No idoso o diabetes não é só dependente da insulina sendo de mais fácil controle e em geral é benigno, evoluindo muito bem quando o tratamento for bem administrado.

A prevenção é feita principalmente em pessoas com antecedentes familiares. O tratamento do diabetes na 3ª Idade em geral é feito com dieta pobre em carboidratos, atividade física e às vezes, com o uso de medicamentos que diminuem os níveis de glicose no sangue. Eventualmente faz-se uso da Insulina .

O controle do diabetes está na dependência de importantes mudanças de hábitos alimentares e atividade física, principalmente. A dieta é muito importante e se baseia na restrição de carboidratos, incluindo-se aí o açúcar, a batata, a beterraba, etc. O controle de peso é fundamental pois a obesidade pode desencadear o diabetes.

Apesar da dieta ser de grande importância no tratamento do diabetes, é de difícil aplicação nos indivíduos idosos pela dificuldade de modificar o hábito alimentar praticado há anos.
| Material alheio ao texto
PR #1698, opened 2017-04-19
Added job checks for @bodystyle command

Jedzkie:

### Pull Request Prelude

### Changes Proposed

**Affected Branches:** master

[//]: # (Master? Slave?)

**Issues addressed:**

Other jobs can still use this command even they don't have body styles. This addition can prevent client crashes.

### DIFF
--- a/src/map/atcommand.c
+++ b/src/map/atcommand.c
@@ -1714,7 +1714,21 @@ ACMD(bodystyle)
 
 	memset(atcmd_output, '\0', sizeof(atcmd_output));
 
-	if (!*message || sscanf(message, "%d", &body_style) < 1) {
+	if ((sd->job & MAPID_THIRDMASK) != MAPID_GUILLOTINE_CROSS
+	 && (sd->job & MAPID_THIRDMASK) != MAPID_GENETIC
+	 && (sd->job & MAPID_THIRDMASK) != MAPID_MECHANIC
+	 && (sd->job & MAPID_THIRDMASK) != MAPID_ROYAL_GUARD
+	 && (sd->job & MAPID_THIRDMASK) != MAPID_ARCH_BISHOP
+	 && (sd->job & MAPID_THIRDMASK) != MAPID_RANGER
+	 && (sd->job & MAPID_THIRDMASK) != MAPID_WARLOCK
+	 && (sd->job & MAPID_THIRDMASK) != MAPID_SHADOW_CHASER
+	 && (sd->job & MAPID_THIRDMASK) != MAPID_MINSTRELWANDERER
+	 ) {
+		clif->message(fd, msg_fd(fd, 35)); // This job has no alternate body styles.
+		return false;
+	}
+
+	if (*message == '\0' || sscanf(message, "%d", &body_style) < 1) {
 		sprintf(atcmd_output, "Please, enter a body style (usage: @bodystyle <body ID: %d-%d>).", MIN_BODY_STYLE, MAX_BODY_STYLE);
 		clif->message(fd, atcmd_output);
 		return false;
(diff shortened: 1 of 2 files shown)


HerculesWSAPI:
This change is [Reviewable](https://reviewable.io/reviews/herculesws/hercules/1698)

src/map/atcommand.c
```diff
@@ -1714,6 +1714,15 @@ ACMD(bodystyle)
 
 	memset(atcmd_output, '\0', sizeof(atcmd_output));
 
+	if (!((sd->job&MAPID_THIRDMASK) == MAPID_GUILLOTINE_CROSS || (sd->job&MAPID_THIRDMASK) == MAPID_GENETIC
```
Smokexyz: `sd->job & ` for all here. As well as removing the `if (!(` and adding it as ` == 0` at the end of the statement.

Jedzkie: Done.

MishimaHaruna: @Smokexyz you can't replace this with just one bitmask (see the definitions for the MAPID values lower than MAPID_1_1_MAX: they aren't bitmask-compatible)

This needs to be done similar to how @Jedzkie originally did. If you want to get rid of the `!`, you can do the following:

```
if ((sd->job & MAPID_THIRDMASK) != MAPID_GUILLOTINE_CROSS
 && (sd->job & MAPID_THIRDMASK) != MAPID_GENETIC
 && (sd->job & MAPID_THIRDMASK) != MAPID_MECHANIC
 && (sd->job & MAPID_THIRDMASK) != MAPID_ROYAL_GUARD
 && (sd->job & MAPID_THIRDMASK) != MAPID_ARCH_BISHOP
 && (sd->job & MAPID_THIRDMASK) != MAPID_RANGER
 && (sd->job & MAPID_THIRDMASK) != MAPID_WARLOCK
 && (sd->job & MAPID_THIRDMASK) != MAPID_SHADOW_CHASER
 && (sd->job & MAPID_THIRDMASK) != MAPID_MINSTRELWANDERER
) {
	clif->message(fd, msg_txt(35));	// This job has no alternate body styles.
	return false;
}
```

Smokexyz: @MishimaHaruna Hmm, I meant for the code-styling, spaces between bitwise binary operators. And the as discussed with @Jedzkie on IRC, the statement you suggested is the same as `!(` or `() == 0`.

MishimaHaruna: It's not exactly the same. Check the types (I'll pretend that boolean is a type)

The line before this PR was:

```
// original
! (int == int || int == int || int == int)
// simplified:
! (bool || bool || bool)
// further simplified:
! bool
```

which is pretty good, except for the ugly `(! (long expression here))` that has the problem of being counter-intuitive and makes it very easy not to see the negation.

You want to change it to:

```
// suggested line:
(int || int || int) == 0
// simplified:
bool == 0
```

which contains several types "formal" mismatch. You're doing a logical OR between integers instead of booleans. You're doing a comparison between a boolean and zero.

What I suggest is, instead:

```
// suggested line:
int != int && int != int && int != int
// simplified:
bool && bool && bool
// simplified again:
bool
```

The types there are all correct.

My reasoning assumes the following (which isn't technically true in C, since it doesn't really support the boolean type, but please pretend with me that it does, at least at a formal level)

- operator `==` and `!=` take two `int` and return a `bool`
- operator `==` and `!=` take two `bool` and return a `bool`
- using operator `==` or `!=` between a `bool` and an `int` is an error
- operator `||` and `&&` take two `bool` and return a `bool`
- using operator `||` or `&&` between one or more `int` is an error
- operator `&` and `|` take two `int`, return an `int`
- operator `!` takes a `bool` and returns a `bool`

Smokexyz: Uhm, you may verify the return types here - http://icecube.wisc.edu/~dglo/c_class/operators.html

If you're assuming that boolean is a type, you might as well accept it for its real values as false (0) and true (1). All of the boolean expressions return an integer 0 or 1. CPU registers for conditional flags are set as 0 or 1 and not true or false.

The expression - `(sd->job&MAPID_THIRDMASK) == MAPID_GUILLOTINE_CROSS` for example would return 
1) `((int) == int)`
2) `(1 or 0)` and not `(true or false)`

And so the statement above isn't wrong, neither is `() == false` or `() == true` so long as they are both equal to either 0 and 1 respectively.

MishimaHaruna: I stated that boolean isn't a type, but I'd like the conditions to be formally correct, regardless of the C type system.

I insist that the check is incorrect, regardless of its compliance with the C standard. Comparing the result of a logical or against zero makes no sense, even if it returns the correct result.

I'll be fixing it myself before merging.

Nos idosos que freqüentemente apresentam-se desnutridos, deve-se suprimir os açúcares de absorção rápida como balas, doces, refrigerantes, bombons, chocolates, mel, melados, bolos, tortas, pudins, geléias, biscoitos, bolachas doces, leite condensado, sorvetes e manter os amidos (pães, massas, arroz, batata) associados a fibras (grãos e leguminosas, cascas e bagaço de frutas), frutas , proteínas (carne, leite, ovos e derivados), legumes e verduras. Fazer no mínimo 4 refeições ao dia (sendo que o ideal é de 5 a 6 refeições/dia).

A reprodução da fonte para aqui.